* [What is needed]: Below are records. Count every line containing the word "Please" and give the number alone.

━━━ Given data ━━━

PR #817, opened 2020-11-09
Sequential bar numbers.

MichalBlk:
Make device bars appear sequentially in the PCI device structure
so that a driver does not have to check which bar is vaild and which is not.

### DIFF
--- a/sys/drv/stdvga.c
+++ b/sys/drv/stdvga.c
@@ -173,7 +173,7 @@ static int stdvga_attach(device_t *dev) {
 
   stdvga->mem =
     bus_alloc_resource_any(dev, RT_MEMORY, 0, RF_ACTIVE | RF_PREFETCHABLE);
-  stdvga->io = bus_alloc_resource_any(dev, RT_MEMORY, 2, RF_ACTIVE);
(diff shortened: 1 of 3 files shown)


sys/drv/stdvga.c
```diff
@@ -173,7 +173,7 @@ static int stdvga_attach(device_t *dev) {
 
   stdvga->mem =
     bus_alloc_resource_any(dev, RT_MEMORY, 0, RF_ACTIVE | RF_PREFETCHABLE);
-  stdvga->io = bus_alloc_resource_any(dev, RT_MEMORY, 2, RF_ACTIVE);
```
pj1031999, line 176: Why we need to change `rid` here?

pj1031999 (approved):
LGTM

sys/drv/stdvga.c
MichalBlk: Now all valid bars of a device appear in sequence. 
Before this fix, the VGA driver had to be aware of the fact that we sense the VGA bars as 
valid, invalid, valid, invalid, invalid, and invalid.
Since VGA only uses two bars, after the fix, bar 2 (and the rest) are invalid and therefore cannot be used.

pj1031999: Thanks for your explanation.

PR #821, opened 2020-11-13
Implement setting uid and gid according to set-user/group-ID bits

franciscozdo:
When set-user-ID bit is set in the new process file mode then effective user id is set to owner of file and saved user id is set to old effective user id. The same is done when set-group-ID bit is set.


sys/kern/cred.c
```diff
@@ -7,3 +7,14 @@ void cred_fork(proc_t *to, proc_t *from) {
   assert(mtx_owned(&from->p_lock));
   memcpy(&to->p_cred, &from->p_cred, sizeof(cred_t));
 }
+
+void cred_exec_change_id(proc_t *p, uid_t uid, gid_t gid) {
+  if (uid != (uid_t)-1) {
```
wiklam, line 12: Assert for holding a lock can prevent future bugs ;)

wiklam (approved):
LGTM

sys/kern/exec.c
```diff
@@ -302,13 +303,32 @@ static void destroy_vmspace(exec_vmspace_t *saved) {
...
+  *uid = *gid = -1;
+
+  if (VOP_GETATTR(vn, &attr))
+    return false;
+
+  if (attr.va_mode & S_ISUID)
+    *uid = attr.va_uid;
+
+  if (attr.va_mode & S_ISGID)
+    *uid = attr.va_gid;
```
xThaid, line 317: Shouldn't be here `*gid` instead of `*uid`?

franciscozdo: Thanks. It should.

xThaid (approved):

sys/kern/exec.c
```diff
@@ -339,6 +356,10 @@ static int _do_execve(exec_args_t *args) {
     use_interpreter = true;
   }
 
+  uid_t uid;
+  gid_t gid;
+  bool setid = check_setid(vn, &uid, &gid);
```
cahirwpz, line 361: I think this implementation is prone to TOCTOU related vulnerabilities. How do we ensure nobody changed the binary in the meantime? Suppose we have a binary with `suid` or `sgid` that got replaced between lines 361 and 373 - is that possible? If so, then I'd be a good idea to leave a comment here to future readers to make them aware of it.

cahirwpz (approved):
LGTM but I'd like you to answer a question and possibly add a comment.

sys/kern/exec.c
franciscozdo: Yes, it is possible. I left a comment.

j-piecuch: Why don't we lock the vnode then?

franciscozdo: It will be resolved by adding `ETXTBSY` error here and in filesystem syscalls.

PR #820, opened 2020-11-13
Manage IRQ resources.

cahirwpz:
An attempt to manage IRQ as if they were resources. To use an interrupt you have to first allocate if from device's bus.

PR #826, opened 2020-11-15
Somewhat more reasonable resource manager

MichalBlk:
The main goals:
  - Implement multiple regions within a single resource manager.
  - ~~Add proper alignment mechanism (via `res_flags_t`).~~ (alignment is now separated from `res_flags_t` and is only part of internal driver interface).


cahirwpz:
Please resolve conflicts after #820 merge.

MichalBlk:
I've limited sharing to irqs and updated PR due to #820 .

sys/aarch64/timer.c
```diff
@@ -80,7 +80,7 @@ static int arm_timer_attach(device_t *dev) {
   };
 
   state->irq_res =
-    bus_alloc_irq(dev, 0, BCM2836_INT_CNTPNSIRQ_CPUN(0), RF_ACTIVE);
+    bus_alloc_irq(dev, 0, BCM2836_INT_CNTPNSIRQ_CPUN(0), RF_ACTIVE | RF_SHAREABLE);
```
pj1031999, line 83: Why we need that flag here?

sys/mips/cbus.c
```diff
@@ -16,10 +16,5 @@ static bus_space_t cbus_bus_space = {
...
 
-resource_t cbus_uart[1] = {{.r_bus_tag = &cbus_bus_space,
-                            .r_bus_handle = 0,
-                            /* RT_MEMORY since CBUS UART is a device mapped in
-                             * common physical address space of MIPS CPU. */
-                            .r_type = RT_MEMORY,
-                            .r_start = 0,
-                            .r_end = 7}};
+resource_t cbus_uart[1] = {
+  {.r_bus_tag = &cbus_bus_space, .r_bus_handle = 0, .r_start = 0, .r_end = 7}};
```
pj1031999, line 20: Could you format it?

include/sys/rman.h
```diff
@@ -6,82 +6,101 @@
...
- * power of 2.
+ * passed via `flags` argument (see `rman_make_alignment_flags`).
  *
  * \returns NULL if could not allocate a resource
  */
-resource_t *rman_alloc_resource(rman_t *rm, rman_addr_t start, rman_addr_t end,
-                                size_t count, size_t bound, res_flags_t flags);
+resource_t *rman_reserve_resource(rman_t *rm, rman_addr_t start,
+                                  rman_addr_t end, size_t count,
+                                  res_flags_t flags);
```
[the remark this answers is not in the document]
MichalBlk: We don't need the `dev` pointer because our resource doesn't have the `r_dev` (or `r_owner`). It may change soon regarding resource lists.

sys/aarch64/timer.c
MichalBlk: Should this interrupt be exclusive to the timer?

sys/mips/cbus.c
MichalBlk: This is the outcome of the `make format` command. Should I format it manually to make it look like it does now?

include/sys/rman.h
```diff
@@ -6,82 +6,101 @@
...
+  RF_FIRSTSHARE = 4,
+  RF_ACTIVE = 8,
 } res_flags_t;
 
-/* XXX: since a resource should be created only as a result of a call to
- * `rman_alloc_resource` perhaps we could make the definition private? */
+#define RF_ALIGNMENT_SHIFT 10 /* alignment size bit starts bit 10 */
+#define RF_ALIGNMENT_MASK (0x003F << RF_ALIGNMENT_SHIFT)
+#define RF_ALIGNMENT_LOG2(x) ((x) << RF_ALIGNMENT_SHIFT)
+#define RF_ALIGNMENT(x) (((x)&RF_ALIGNMENT_MASK) >> RF_ALIGNMENT_SHIFT)
```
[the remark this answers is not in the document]
MichalBlk: Comments added. Since these macros are used exclusively by rman so I moved them to rman.c.

include/sys/rman.h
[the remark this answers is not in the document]
pj1031999: Thanks for your explanation.

sys/mips/cbus.c
pj1031999: Look for drivers declaration in `/sys/drv`. They use `/* clang-format off */` and `/* clang-format on */` for that purpose.
It's not _very_ important but from my point of view it's really helpful.

include/sys/rman.h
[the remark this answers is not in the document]
pj1031999: Thanks!

sys/aarch64/timer.c
pj1031999: I thought about "what is a difference now". Previously it just worked so what is a implication of that flag?

MichalBlk: It doesn't really make a difference for now. It allows future sharing of the `BCM2836 INT_CNTP SIRQ CPU(0)` interrupt. I added it in order to remove any confusions associated with any future attempt to share this interrupt. Do you think that we should delay this change to some future PR?

sys/mips/cbus.c
MichalBlk: Done.

sys/aarch64/timer.c
pj1031999: As long as it works I don't care but from my point of view the best what we can do now is discuss that offline with @cahirwpz and then make a decision.

pj1031999: After offline discussion – let it be.

mohrcore (changes requested):
I made my initial review. It might be incomplete, because I'm yet to read through `rman_region_reserve_resource` and `rman_reserve_resource`, however I have a couple of comments to share already and I believe some changes should be made.

I will post an update after I'm done analysing `rman_region_reserve_resource` and `rman_reserve_resource`.

sys/kern/rman.c
```diff
@@ -1,83 +1,252 @@
...
-
-    /* Does region of `count` size fit in the gap at `bound` aligned address? */
-    if (first + count - 1 <= last) {
-      *start_p = align(first, bound);
-      *res_p = curr_r;
+    rstart = RMAN_ALIGN(max(start, gap_start), amask);
+    /* Check for overflow. */
+    if ((rstart + count - 1) < rstart)
+      break;
+    rend = min(gap_end, max(rstart + count - 1, end));
```
mohrcore, line 197: Evalution of `max(rstart + count)` seems to be unnecessary here. `rend` is only used at line _199_:
```C
if (rstart <= rend && rend - rstart >= count - 1) {
```
and after substituting `rend` with `rstart + count - 1` the condition of the _if statement_ becomes
```C
(rstart + count - 1) - rstart >= count - 1
```
This is obviously **always true**.

I suggest replacing `max(rstart + count - 1, end)` with `end`.

mohrcore (changes requested):
Ok, I finished reading through the rest of the code. I left one more comment with suggested change.

sys/kern/rman.c
mohrcore: Uh, never mind. That was a stupid remark.

However I'm still confused by this line.
I don't understand tho why do you compare `rstart + count - 1` with `end`. Is there really a case when `rstart + count - 1` is greater than `end`? Wouldn't that mean that there's not enough space for the resource?
I think that lines _186-188_ and _162-163_ already handle such scenarios.

mohrcore (changes requested):
I found one of my comments to be nonsense. I stroke it through. But I still have some doubts about the line I commented at.

sys/mips/gt64120.c
```diff
@@ -359,22 +363,18 @@ static resource_t *gt_pci_alloc_resource(device_t *dev, res_type_t type,
...
     }
 
-    if (type == RT_MEMORY) {
-      int error = bus_activate_resource(dev, type, rid, r);
-      assert(error == 0);
-    } else {
-      rman_activate_resource(r);
-    }
+    int error = bus_activate_resource(dev, type, rid, r);
+    assert(error == 0);
```
pj1031999, line 377: Should we fail here? Why not to free resource and return NULL?

sys/kern/rman.c
```diff
@@ -87,29 +256,48 @@ resource_t *rman_alloc_resource(rman_t *rm, rman_addr_t first, rman_addr_t last,
...
-void rman_activate_resource(resource_t *r) {
-  rman_t *rm = r->r_rman;
+void rman_release_resource(resource_t *r) {
+  rman_t *rm = RESOURCE_GET_RMAN(r);
+  rman_region_t *rg = r->r_rg;
 
-  WITH_MTX_LOCK (&rm->rm_lock)
-    r->r_flags |= RF_ACTIVE;
+  WITH_MTX_LOCK (&rm->rm_lock) {
+    /* XXX: maybe we should ensure that (r->r_flags & RF_ACTIVE) == 0? */
```
pj1031999, line 274: So we should or not to ensure that?

sys/kern/rman.c
```diff
@@ -1,83 +1,252 @@
...
+void rman_init(rman_t *rm, const char *name) {
+  rm->rm_name = name;
+  mtx_init(&rm->rm_lock, 0);
+  TAILQ_INIT(&rm->rm_regions);
+}
+
+void rman_manage_region(rman_t *rm, rman_addr_t start, rman_addr_t end) {
+  rman_region_t *rg, *s, *t;
+
+  rg = kmalloc(M_RES, sizeof(rman_region_t), M_ZERO);
```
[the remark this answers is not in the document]
MichalBlk: Please notice that we to the allocation here because we want to avoid calling `kmalloc` (without `M_NOWAIT`) inside `WITH_MTX_LOCK (&rm->rm_lock) { ...}`.

sys/kern/rman.c
```diff
@@ -1,83 +1,252 @@
...
-    *start_p = align(start, bound);
+  amask = RMAN_ALIGNMENT_GET(flags);
+  start = RMAN_ALIGN(max(rg->rg_start, start), amask);
+  end = min(rg->rg_end, end);
+  if (end - count + 1 < start)
+    return false;
+
+  /* Does the resource fit before the first resource in the region? */
+  s = TAILQ_FIRST(&rg->rg_resources);
+  if (!s || (s && s->r_start - count >= start)) {
```
pj1031999, line 167: Sometimes you are writing `!expr` sometimes `expr == NULL`. Please be consistent.

sys/kern/rman.c
```diff
@@ -1,83 +1,252 @@
...
-    return false;
+/* Alignment mask to extract the alignment bits. */
+#define RMAN_ALIGNMENT_MASK (0x003F << RMAN_ALIGNMENT_SHIFT)
+
+/* Extracts alignment bits. */
+#define RMAN_ALIGNMENT_EXTRACT(x)                                              \
+  (((x)&RMAN_ALIGNMENT_MASK) >> RMAN_ALIGNMENT_SHIFT)
+
+/* Decodes alignment bits from the `flags` argument. */
+#define RMAN_ALIGNMENT_GET(x) ((1ull << RMAN_ALIGNMENT_EXTRACT(x)) - 1)
```
pj1031999, line 39: You use that in assignments for `rman_addr_t`. Could you cast that here?

sys/kern/rman.c
```diff
@@ -1,83 +1,252 @@
...
+
+#define RMAN_ALIGN(addr, amask) (((addr) + (amask)) & ~(amask))
```
pj1031999, line 41: Maybe static inline functions will be better here?

sys/kern/rman.c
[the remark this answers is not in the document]
mohrcore: Ok, fair enough. Allocating memory for resource in before, just in case it's going to be used seems to be a better choice than calling kmalloc and potentially going to sleep while holding a mutex.

mohrcore (approved):
LGTM

sys/kern/rman.c
```diff
@@ -1,83 +1,252 @@
...
 
-static bool rman_find_gap(rman_t *rm, rman_addr_t *start_p, rman_addr_t end,
-                          size_t count, size_t bound, resource_t **res_p) {
-  assert(mtx_owned(&rm->rm_lock));
+/* Alignment bits start at bit 10. */
+#define RMAN_ALIGNMENT_SHIFT 10
 
-  rman_addr_t start = *start_p;
+/* Positions the alignment bits for the `flags` argument. */
+#define RMAN_ALIGNMENT_ENCODE(x) ((x) << RMAN_ALIGNMENT_SHIFT)
```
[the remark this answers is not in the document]
mohrcore: Resolved with 0b44da5.

sys/kern/rman.c
mohrcore: Resolved in e3b65cc.

PR #828, opened 2020-11-16
Reset caught signals on exec.

j-piecuch:


franciscozdo (approved):
LGTM

sys/kern/signal.c
```diff
@@ -397,6 +397,34 @@ void sig_pgkill(pgrp_t *pg, ksiginfo_t *ksi) {
...
+  assert(mtx_owned(&p->p_lock));
+  thread_t *td = p->p_thread;
+
+  /* The signal mask, pending and ignored signals remain unchanged.
+   * Caught signals have their action reset to SIG_DFL.
+   * If a pending signal becomes ignored due to its default action,
+   * it is discarded. */
+  for (signo_t sig = 1; sig < NSIG; sig++) {
+    if (sig_ignored(p->p_sigactions, sig)) {
+      /* Invariant check. */
```
cahirwpz, line 410: It's clear that next line is invariant check, while it may be not obvious why you check it. Please improve the comment.

include/sys/signal.h
```diff
@@ -143,6 +143,11 @@ int sig_send(signo_t sig, sigset_t *mask, sigaction_t *sa, ksiginfo_t *ksi);
  * \note This is machine dependent code! */
 int sig_return(void);
 
+/*! \brief Perform signal-related tasks on process exec.
```
cahirwpz, line 146: I think `sig_onexec` name is already self-descriptive and there's no need to repeat it here. Perhaps you could write what this procedure actually does (i.e. resets handlers).

cahirwpz (commented):
Code structure wise => LGTM. Comments could be improved.

sys/kern/signal.c
j-piecuch: I don't _need_ to check it, but it's a good opportunity to do so. I have changed the comment to say exactly what the invariant is.

cahirwpz (approved):
LGTM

━━━

* [Your response]: 4